Originalité de la Doctrine chrétienne.

Voici donc venu l’endroit d’esquisser brièvement l’essence et l’originalité de la doctrine chrétienne, toute métaphysique mise à part selon nos conventions. La religion chrétienne est incomparable, en ce sens qu’aucune religion de l’antiquité ou postérieure ne présente ces deux caractéristiques à mes yeux les plus importantes : d’abord, la divinité s’incarne parmi les hommes, contrairement à la plupart des dieux qui jusque là, vivaient dans les cieux, sur le mont Olympe, le mont Sinaï, où dans les grands phénomènes naturels. La divinité descend habiter parmi les hommes, se fait homme, vit un destin tragique d’homme, et triomphe de la mort. Cette destinée est ensuite promise à toute l’humanité. On n’avait jamais encore entendu cela, et on ne l’entendra jamais plus.

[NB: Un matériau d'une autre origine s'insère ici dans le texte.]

PR #2494, opened 2025-03-06
source-oracle: fix integer key encoding

mdibaiee:
**Description:**

- A customer hit an issue when using integer columns with precision < 18 as primary keys, this is a case that we had not covered with our tests, so I added tests, reproduced the issue and here is the implemented fix. Left comments to explain the various changes.

**Workflow steps:**

**Notes for reviewers:**

- - -
This change is [Reviewable](https://reviewable.io/reviews/estuary/connectors/2494)

### DIFF
--- a/source-oracle/backfill.go
+++ b/source-oracle/backfill.go
@@ -40,7 +40,7 @@ func (db *oracleDatabase) ScanTableChunk(ctx context.Context, info *sqlcapture.D
 		query = db.keylessScanQuery(info, schema, table)
 		args = []any{afterRowID}
 
-	case sqlcapture.TableStatePreciseBackfill:
+	case sqlcapture.TableStatePreciseBackfill, sqlcapture.TableStateUnfilteredBackfill:
 		if resumeAfter != nil {
 			var resumeKey, err = sqlcapture.UnpackTuple(resumeAfter, decodeKeyFDB)
 			if err != nil {
@@ -195,7 +195,7 @@ var columnBinaryKeyComparison = map[string]bool{
 // render a "cast" expression for a column so that we can cast it to the
 // type and format we expect for that column (e.g. for timestamps we expect a certain format with UTC timezone, etc.)
 func castColumn(col sqlcapture.ColumnInfo) string {
-	var dataType = col.DataType.(oracleColumnType).original
+	var dataType = col.DataType.(oracleColumnType).Original
 	var isDateTime = dataType == "DATE" || strings.HasPrefix(dataType, "TIMESTAMP")
 	var isInterval = dataType == "INTERVAL"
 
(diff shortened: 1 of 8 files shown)


source-oracle/replication.go
```diff
@@ -551,15 +551,20 @@ func (s *replicationStream) receiveMessages(ctx context.Context, startSCN, endSC
 
 		var msg logminerMessage
 		var ts time.Time
+		var redoSql sql.NullString
```
mdibaiee, line 554: Hit a case where this was null, hence the update

source-oracle/discovery.go
```diff
@@ -268,18 +267,18 @@ SELECT t.owner, t.table_name, t.column_id, t.column_name, t.nullable, t.data_typ
...
-	jsonType  string
-	nullable  bool
+	Original  string
+	Length    int
+	Scale     int16
+	Precision int16
+	T         reflect.Type
+	Format    string
+	JsonType  string
+	Nullable  bool
```
mdibaiee, line 277: Made these public so debug logging will be able to log these values, they are very useful for debugging

source-oracle/discovery.go
```diff
@@ -109,37 +109,36 @@ func translateRecordField(column *sqlcapture.ColumnInfo, val interface{}) (inter
...
-		if dataType.jsonType != "string" {
-			var out = reflect.New(dataType.t).Interface()
-			if err := json.Unmarshal([]byte(v), out); err != nil {
-				return nil, err
-			}
-			return out, nil
+		if dataType.JsonType == "integer" {
+			return strconv.Atoi(v)
+		} else if dataType.JsonType == "number" {
+			return strconv.ParseFloat(v, 64)
```
mdibaiee, line 115: Do a more direct conversion from string to integer or float. The previous approach was more error-prone

source-oracle/backfill.go
```diff
@@ -40,7 +40,7 @@ func (db *oracleDatabase) ScanTableChunk(ctx context.Context, info *sqlcapture.D
 		query = db.keylessScanQuery(info, schema, table)
 		args = []any{afterRowID}
 
-	case sqlcapture.TableStatePreciseBackfill:
+	case sqlcapture.TableStatePreciseBackfill, sqlcapture.TableStateUnfilteredBackfill:
```
mdibaiee, line 43: Following source-mysql to share the implementation between these two modes. This is necessary since sometimes `sqlcapture.TableStateUnfilteredBackfill` becomes the default mode for tables and users are confused when this happens and we complain about an invalid mode

source-oracle/main.go
```diff
@@ -316,9 +310,15 @@ func encodeKeyFDB(key any, colType oracleColumnType) (tuple.TupleElement, error)
 	case time.Time:
 		return key.Format(sortableRFC3339Nano), nil
 	case string:
-		if colType.format == "integer" {
+		if colType.JsonType == "integer" {
+			return strconv.Atoi(key)
+		} else if colType.JsonType == "number" {
+			return strconv.ParseFloat(key, 64)
+		}
```
mdibaiee, line 317: Follow the new implementation in `translateRecordField` to be consistent

williamhbaker (approved):
LGTM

Ensuite, l’apport révolutionnaire, qui constitue le cœur même du message christique, assigne un objectif extrêmement élevé, une mission impossible pour la plupart d’entre nous : l’amour absolu de soi mais aussi de l’autre, y compris de ceux que nous n’aimons pas. Paradoxe supplémentaire d’une exigence folle, idéal utopique puisque hors de portée de la plupart d’entre nous.

L’Amour chrétien.

Relisons simplement le texte de Jean, sans oublier ses épîtres, pour nous pénétrer du sens de l’amour chrétien. Et relisons l’admirable texte de Paul, dans sa première épître aux Corinthiens, chap. XIII, 13, où il est question de la foi, de l’espérance et de la charité, ce qui est une traduction insatisfaisante du grec agapè, dont le sens est plus proche de aimer, chérir, traiter avec affection :

« Quand je parlerais les langues des hommes et des anges
si je n’ai pas l’amour
je suis un airain qui résonne ou une cymbale qui retentit.
Quand j’aurais le don de prophétie
Que je connaîtrais tous les mystères
Et que je possèderais toute science;
Quand j’aurais même toute la foi jusqu’à transporter des montagnes
Si je n’ai pas l’amour je ne suis rien ».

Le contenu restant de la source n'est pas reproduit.